The issue itself should be corrected with this patch. EQL supports both methods of configuring the vmK's on vswitches, either a single vswitch or multiple vswitches. The main benefit of having a single vSwitch is slightly less memory overhead along with a better looking networking GUI (less clutter).
I just updated one of my hosts in a cluster this evening, I will be monitoring to see if this issue is resolved, and hopefully we can close this forum post out for good!
So far so good. Went all weekend through backups and a whole day of normal production activity without a single connection dropped! Looks good so far.
From: s1xth <email@example.com>
Date: 04/04/2010 08:03 PM
After about a week of normal use, absolutely no issues noticed.
It looks like it's fixed and the Dell/EqualLogic document will probably be the recommended direction, assuming this patch is installed.
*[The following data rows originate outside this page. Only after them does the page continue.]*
Issue #189, opened 2024-09-21
Name mangling


edsko:
We need to be careful translating C names to Haskell names.

edsko:
As of #190 , basic infra for this is now in place (see `HsBindgen.Hs.AST.Name`), but the actual mangling still needs to happen.

TravisCardwell:
I thought that C identifiers are pretty restricted, but that knowledge is outdated: C does indeed support Unicode now!  From the C23 working draft ([N3096][]):

[N3096]: <https://www.open-std.org/jtc1/sc22/wg14/www/docs/n3096.pdf>

* `identifier`:
    * `identifier-start`
    * `identifier` `identifier-continue`
* `identifier-start`:
    * `nondigit`
    * XID_Start character
    * universal-character-name of class XID_Start
* `identifier-continue`:
    * `digit`
    * `nondigit`
    * XID_Continue character
    * universal-character-name of class XID_Continue
* `nondigit`: one of `/_a-zA-Z/`
* `digit`: one of `/0-9/`

Package [`text-icu`][] could be used to check such Unicode character properties correctly.  (One would use [`property`][] to query constructors `XidStart` and `XidContinue` of type [`Bool_`][].)  Perhaps there is no need to do so, however, since we are creating Haskell identifiers.

[`text-icu`]: <https://hackage.haskell.org/package/text-icu>
[`property`]: <https://hackage.haskell.org/package/text-icu-0.8.0.5/docs/Data-Text-ICU-Char.html#v:property>
[`Bool_`]: <https://hackage.haskell.org/package/text-icu-0.8.0.5/docs/Data-Text-ICU-Char.html#t:Bool_>

A Haskell identifier "consists of a letter followed by zero or more letters, digits, underscores, and single quotes" ([Haskell 2010 Language Report][]).  Some details:

* "Small" letters include the underscore and Unicode lowercase letters.
* "Large" letters include Unicode uppercase and titlecase letters.
* Digits include Unicode digits.

[Haskell 2010 Language Report]: <https://www.haskell.org/onlinereport/haskell2010/haskellch2.html#x7-180002.4>

Perhaps we can remove any characters that are not valid in Haskell names, as well as change the case of the first character according to the type of name as appropriate.  There are some edge cases:

* The name may start with an underscore, which is only valid for variable-like names.
    * For other names, perhaps we can drop leading underscores.
* The filtered C name may be empty.
* Multiple C names could result in the same Haskell name.
[...]

PR #213, opened 2024-10-11
Adjust case of first letter for namespace (#189)

TravisCardwell:
See https://github.com/well-typed/hs-bindgen/issues/189#issuecomment-2406412261

I did this minimal change first in case this is blocking anybody, and I will add the context and options next.


edsko:
Thanks for this, this should at least unblock initial problems.

TravisCardwell:
BTW, there is one implementation note.

The implementation includes a `Char.isLetter` guard.  My intuition is that this is unnecessary.  `Char.toLower` and `Char.toUpper` *should* inherently perform this check, passing through any character that is not a letter.  I referenced the source for [`toTitle`][] before implementing, however, and decided to include it in the quick fix to be safe.  I will look a little deeper when I work on the next iteration of the implementation.

[`toTitle`]: <https://hackage.haskell.org/package/text-2.1.1/docs/Data-Text-Internal-Fusion-Common.html#v:toTitle>

PR #217, opened 2024-10-11
Add test for fixedwidth types

edsko:
This rebases #131 now that we have support for macros (and adds one required case to the fold function to ignore inclusion directives).


edsko:
Ok, wow, both OSX and Windows fail with

```
fatal error: 'stdint.h' file not found"
```

(in #131 that error wasn't visible). Perhaps the whole `#define`/`typedef` was not in fact related at all to this problem? Oh well, that was still useful to address even if not, but it does mean that this PR is once again blocked.

However, I don't understand why; `stdint.h` is one of the standard headers; it's available on OSX (I asked Alfredo to check), and it's also [available on Windows](https://learn.microsoft.com/en-us/cpp/c-runtime-library/standard-types?view=msvc-170); as it should, it's one of the standard headers. So it looks like CI is simply missing some setup? @phadej , any thoughts?

phadej:
I don't know. Something weird is happening, as https://github.com/well-typed/hs-bindgen/pull/218 fails differently (also on Linux), i.e. if I add `#include <stdio.h>` it fails with

```
UnrecognizedCursor {unrecognizedCursorKind = simpleEnum CXCursor_InclusionDirective, unrecognizedCursorLoc = "examples/enums.h:4:1", unrecognizedCursorTrace = CallStack (from HasCallStack):
  collectBacktrace, called at src/HsBindgen/C/Fold/Common.hs:84:32 in hs-bindgen-0.1.0-inplace:HsBindgen.C.Fold.Common
  unrecognizedCursor, called at src/HsBindgen/C/Fold/Decl.hs:58:9 in hs-bindgen-0.1.0-inplace:HsBindgen.C.Fold.Decl
  foldDecls, called at src/HsBindgen/Lib.hs:143:10 in hs-bindgen-0.1.0-inplace:HsBindgen.Lib}
    treediff:    Test suite golden: FAIL
```

is `stdint.h` special? I have no idea.

phadej:
Ah, you add

```
      Right CXCursor_InclusionDirective ->
        -- Ignore
        return $ Continue Nothing
```

here. Is it correct thing to do? Is the include contents still traversed? It's really worth a comment.

phadej:
> it's available on OSX

Yes, but Windows and OSX GitHub builders are piles of software. Some users machine may look like that as well, so I have no other suggestion then adding `find`, `ls` etc debug steps into Ci configuration to figure out what's happening there.

phadej:
Ah, so my `stdint` branch failing with

```diff
-  "FieldDecl" "sixty_four" :: "Typedef"
-    "TypeRef" "uint64_t" :: "Typedef"
-  "FieldDecl" "thirty_two" :: "Typedef"
-    "TypeRef" "uint32_t" :: "Typedef"
+  "FieldDecl" "sixty_four" :: "Int"
+  "FieldDecl" "thirty_two" :: "Int"
```

might have been because there are no `stdint` include found, and unbound types defaulting to `int`. That's a good explanation for that at least.

phadej:
The https://github.com/well-typed/hs-bindgen/pull/219 fails with not finding `time.h` either. So we can extrapolate that *all* standard library are missing. Can that happen, I guess. `libclang` can exist without any of headers being present. (Or what is worse, there can be multiple different ones, even bogus ones).

phadej:
Using

```diff
diff --git a/hs-bindgen/tests/TH.hs b/hs-bindgen/tests/TH.hs
index 6c24d32..5a8a3e8 100644
--- a/hs-bindgen/tests/TH.hs
+++ b/hs-bindgen/tests/TH.hs
@@ -60,7 +60,10 @@ goldenTh name = goldenVsStringDiff_ "th" ("fixtures" </> (name ++ ".th.txt")) $
     return $ unlines $ map (show . TH.ppr) $ unqualNames $ runQu decls
 
 clangArgs :: ClangArgs
-clangArgs = defaultClangArgs{clangTarget = Just "x86_64-pc-linux-gnu"}
+clangArgs = defaultClangArgs
+    { clangTarget = Just "x86_64-pc-linux-gnu"
+    , clangOtherArgs = ["-nobuiltininc"]
+    }
 
 -- | Deterministic monad with TH.Quote instance
 newtype Qu a = Qu (State Integer a)
```

makes tests fail on linux too. `-nostdinc` is also an option. (See https://clang.llvm.org/docs/ClangCommandLineReference.html)

I do strongly think that using `-nostdinc` would be a good idea, and instead be explicit on what's included.

edsko:
Obsoleted by #219. Agreed that I should add a comment about the include directive.

PR #220, opened 2024-10-14
Add `--all` flag to `clang-ast-dump`

TravisCardwell:
This flag makes it very easy to get maximum verbosity, removing the need to list all flags on the command line.


TravisCardwell:
While mentally reviewing code in the shower, I realized that I should not even include `optAll` in `Options`.  I am already using `ApplicativeDo` after all, so it was trivial to refactor.

PR #228, opened 2024-10-18
Implement name mangling (#189)

### LINKED ISSUE #189: Name mangling

TravisCardwell:
Please see https://github.com/well-typed/hs-bindgen/issues/189#issuecomment-2421706983 for notes about the latest changes.

If anything needs to be changed or improved, please let me know.

When merged, perhaps this closes #189.


hs-bindgen/src/HsBindgen/Hs/AST/Name.hs
```diff
@@ -29,50 +62,564 @@ data Namespace =
...
+appendSingleQuote :: Text -> Text
+appendSingleQuote = (<> "'")
+
+-- | Haskell keywords
+--
+-- <https://wiki.haskell.org/Keywords>
+keywords :: [Text]
+keywords =
+    [ "as"
+    , "case"
```
phadej, line 365: cases

hs-bindgen/src/HsBindgen/Hs/AST/Name.hs
```diff
@@ -29,50 +62,564 @@ data Namespace =
...
+    , "infix"
+    , "infixl"
+    , "infixr"
+    , "instance"
+    , "let"
+    , "mdo"
+    , "module"
+    , "newtype"
+    , "of"
+    , "proc"
```
phadej, line 388: also `role`

phadej: and `pattern` and `static`

hs-bindgen/src/HsBindgen/Hs/AST/Name.hs
TravisCardwell: Thank you very much for the review!

According to the [proposal][]:

> Unlike `case`, `cases` is not a keyword.  Only the token sequence `\` `cases` is treated specially (more precisely, lexically, `cases` is a *varid* rather than a *reservedid*, and it may be used as a variable).

[proposal]: <https://github.com/ghc-proposals/ghc-proposals/blob/master/proposals/0302-cases.rst>

A test indicates that we can indeed uses `cases` as a variable or type variable.

<details><summary>Code</summary>

```haskell
#!/usr/bin/env cabal
{- cabal:
build-depends:
    base
-}
{- project:
with-compiler: ghc-9.6.6
-}

{-# LANGUAGE ImportQualifiedPost #-}
{-# LANGUAGE LambdaCase #-}

module Main (main) where

-- https://hackage.haskell.org/package/base
import Data.Char qualified as Char

------------------------------------------------------------------------------

newtype Foo cases = Foo { unFoo :: String }

cases :: Foo ()
cases = Foo "hHeElLlLoO"

------------------------------------------------------------------------------

filter' :: (a -> Bool) -> [a] -> [a]
filter' = \cases
    _ []          -> []
    p (x:xs)
      | p x       -> x : filter' p xs
      | otherwise ->     filter' p xs

------------------------------------------------------------------------------

main :: IO ()
main = putStrLn $ filter' Char.isLower (unFoo cases)
```

</details>

Perhaps there is a different extension that causes trouble?

hs-bindgen/src/HsBindgen/Hs/AST/Name.hs
TravisCardwell: Thank you!  I (rebased and) added these.

> This commit replaces `keywords` with separate `varReservedNames` and `typeVarReservedNames`, for variables and type variables, respectively.
>
> Reserved names `pattern` and `static` are added to `varReservedNames`.
>
> List `typeVarReservedNames` contains reserved name `role` as well as all `varReservedNames`.  `role` is only problematic when used as a type variable.
>
> Documentation is added to reference these added reserved names.

edsko (approved):
@TravisCardwell feel free to merge this once the changes that we discussed are in.

PR #229, opened 2024-10-18
Type inference for macros

sheaf:
This PR implements a simple type-inference pass for macros,
see `HsBindgen.C.Tc.Macro`. It implements a type system with:

  - variables
  - function types
  - type constructors
  - quantified types

Type inference for a macro function definition proceeds in the
following stages:

  1. constraint generation following Algorithm W, creating new
     metavariables and carrying a substitution,
  2. constraint solving: constraint simplification and defaulting
  3. quantification over remaining (undefaulted) type variables
     and remaining (unsolved) constraints.


hs-bindgen/src/HsBindgen/C/Tc/Macro.hs
```diff
@@ -0,0 +1,1121 @@
...
+      let !tvs' = goTy bound tvs argTy
+      in case NE.nonEmpty mbArgTys of
+        Nothing     -> goTy bound tvs resTy
+        Just argTys -> goFunTy bound tvs' argTys resTy
+
+tyVarSet :: [ TyVar ] -> IntSet
+tyVarSet = IntSet.fromList . map ( uniqueInt . tyVarUnique )
+
+newtype Subst tv = Subst { substMap :: IntMap ( tv, Type Ty ) }
+  deriving newtype Monoid
```
phadej, line 345: this makes `mappend` not equal to your `<>`.

hs-bindgen/src/HsBindgen/C/Tc/Macro.hs
```diff
@@ -0,0 +1,1121 @@
...
+  | InstOrigin !FunName
+  | IntLitOrigin !( Literal Integer )
+  | FloatLitOrigin !Double
+  deriving stock Generic
+  deriving anyclass PrettyVal
+
+instance Show CtOrigin where
+  show = \case
+    AppOrigin fun ->
+      "In an application of '" ++ showFunName fun ++ "'."
```
phadej, line 417: I'm not a fan of non-derived like `Show` instances. ping @edsko

hs-bindgen/src/HsBindgen/Pretty/Orphans.hs
```diff
@@ -0,0 +1,31 @@
...
+
+--------------------------------------------------------------------------------
+
+deriving anyclass instance PrettyVal a => PrettyVal ( NE.NonEmpty a )
+
+instance PrettyVal a => PrettyVal ( Vec n a ) where
+  prettyVal v = Pretty.Con "Vec" [ prettyVal ( toList v ) ]
+
+instance PrettyVal a => PrettyVal ( IntMap a ) where
+  prettyVal v = Pretty.Con "IntMap" [ prettyVal ( toList v ) ]
```
phadej, line 31: this strips keys, is it intentional?

hs-bindgen/src/HsBindgen/C/Tc/Macro.hs
sheaf: Fair point. I made these into separate functions and derived the Show instance.

hs-bindgen/src/HsBindgen/C/Tc/Macro.hs
sheaf: Yes indeed, thanks. Fixed.

PR #232, opened 2024-10-23
Nested anonymous record

phadej:


phadej:
The `struct ex4` example with inner struct which refers to itself now works as it should. The `struct ex3` example however doesn't: that's the case when the struct doesn't have name nor field name (from C usage perspective it looks like inner structs had been spliced). The `ex3` example is what I will look next.

PR #233, opened 2024-10-23
Add an example of macro defining a type

phadej:
In this example we lose the information that `foo` is a type "defined" by a library.

I honesty don't think we can do better.


phadej:
We don't get `newtype Foo = Foo CLong`, as we would if library had `typedef long foo;`.

phadej:
Oh wait, we do get

```
              fieldType = TypElaborated
                (CName "foo")},
```

hmm.

phadej:
Ok, so simple example works, but if I do

```
#define foo long

struct bar {
	signed foo x;
	signed foo y;
};
```

then I get an error

```
mkStructField: ReparseError {reparseError = "\"examples/macrodeftype.h\" (line 4, column 9):\nunexpected Unexpected primitive type \"signed\"", reparseErrorTokens = [Token {tokenKind = simpleEnum CXToken_Keyword, tokenSpelling = TokenSpelling {getTokenSpelling = "signed"}, tokenExtent = "<examples/macrodeftype.h:4:2-4:8>", tokenCursorKind = simpleEnum CXCursor_FieldDecl},Token {tokenKind = simpleEnum CXToken_Identifier, tokenSpelling = TokenSpelling {getTokenSpelling = "foo"}, tokenExtent = "<examples/macrodeftype.h:4:9-4:12>", tokenCursorKind = simpleEnum CXCursor_MacroExpansion},Token {tokenKind = simpleEnum CXToken_Identifier, tokenSpelling = TokenSpelling {getTokenSpelling = "x"}, tokenExtent = "<examples/macrodeftype.h:4:13-4:14>", tokenCursorKind = simpleEnum CXCursor_FieldDecl}]}
```

apparently our parser has only partial support.

edsko:
> apparently our parser has only partial support.

Indeed it does, the parser itself is very simple right now. With a small amount of work we should be able to do much better and cover the most common use cases. 

The way that it works is that we keep track of where macro expansion takes place, and if we see a field declaration that has a macro expansion, we try to reparse, and fail if that fails.

phadej:
On the other hand, we have `TypElaborated foo`; and we don't have type definition for `foo`. So we need to figure out that

```
+      DeclMacro
+        (Right
+          Macro {
+            macroLoc = MultiLoc {
+              multiLocExpansion = SingleLoc {
+                singleLocPath = [
+                  "examples",
+                  "macrodeftype.h"],
+                singleLocLine = 1,
+                singleLocColumn = 9},
+              multiLocPresumed = Nothing,
+              multiLocSpelling = Nothing,
+              multiLocFile = Nothing},
+            macroName = CName "foo",
+            macroArgs = [],
+            macroBody = MTerm
+              (MType (PrimLong Signed))}),
```

is a type definition.

edsko:
> which doesn't immediately look like type definition anymore.

Yeah, that's fair. Perhaps @sheaf 's work can help with this.

phadej:
What's unfortunate is that 

```c
#include <stdint.h>

struct bar {
    int uint32_t;
	int uint64_t;
};

int main() { return 0; }
```

is valid C.

PR #239, opened 2024-10-25
Re-parsing for floating-point literals

sheaf:
NB: this PR sits on top of #229.

This PR adds the ability to reparse floating-point literals, for use in macros.

The implementation supports all the syntaxes described in [the C++ reference](https://en.cppreference.com/w/cpp/language/floating_literal), with the exception of the C++23 suffixes `f16, f32, f64, f128, bf16, F16, F32, F64, F128, BF16`


ansi-diff/src/AnsiDiff.hs
```diff
@@ -16,7 +16,8 @@ import Text.EditDistance qualified as ED
 ansidiff :: String -> String -> String
 ansidiff old new = runStringWriter $ do
     writeStr ansiReset
-    let linesDiff = Diff.getDiff (lines old) (lines new)
+    let normalisedLines = lines . filter ( /= '\r' )
```
phadej, line 19: Why this, where form `\r` comes.

The issue is somewhere else.

PR #243, opened 2024-10-29
Add HsTypRef for handling TypElaborated

phadej:


hs-bindgen/fixtures/nested_types.th.txt
```diff
@@ -6,7 +6,9 @@ instance Storable CFoo
            poke = \x_1 -> \x_2 -> case x_2 of
                                   {MkCFoo cFoo_i_3
                                           cFoo_c_4 -> pokeByteOff x_1 0 cFoo_i_3 >> pokeByteOff x_1 32 cFoo_c_4}}
-data CBar = MkCBar {cBar_foo1 :: Void, cBar_foo2 :: Void}
+data CBar
+    = MkCBar {cBar_foo1 :: CStruct'0020foo,
```
phadej, line 10: TypElaborated and name manging is broken. The symbol here is `struct foo`; which gets manged to something different than a standalone `foo` in `struct foo`.

edsko: Yes, that is little more than a stand-in at the moment. We need to do this properly.

edsko: Have opened https://github.com/well-typed/hs-bindgen/issues/244 to track this.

I agree. I have had the patch installed on production servers for over 1 week now without a single issue. This appears to be a solid fix.
From: grcumm <firstname.lastname@example.org>
Date: 04/15/2010 09:40 AM
I've been running the patch on a single ESX host for the past week, and looks like it's done the trick. No disconnects at all. I will be deploying to our remaining ESX hosts at the weekend.
Thanks everyone (especially s1xth) for all the updates and commentary on this, it's been most helpful (and reassuring) to know that there are others in the same boat.
I am just glad that everyone is experecing the same results and that the problem has been resolved. It to a while but glad that it is fixed!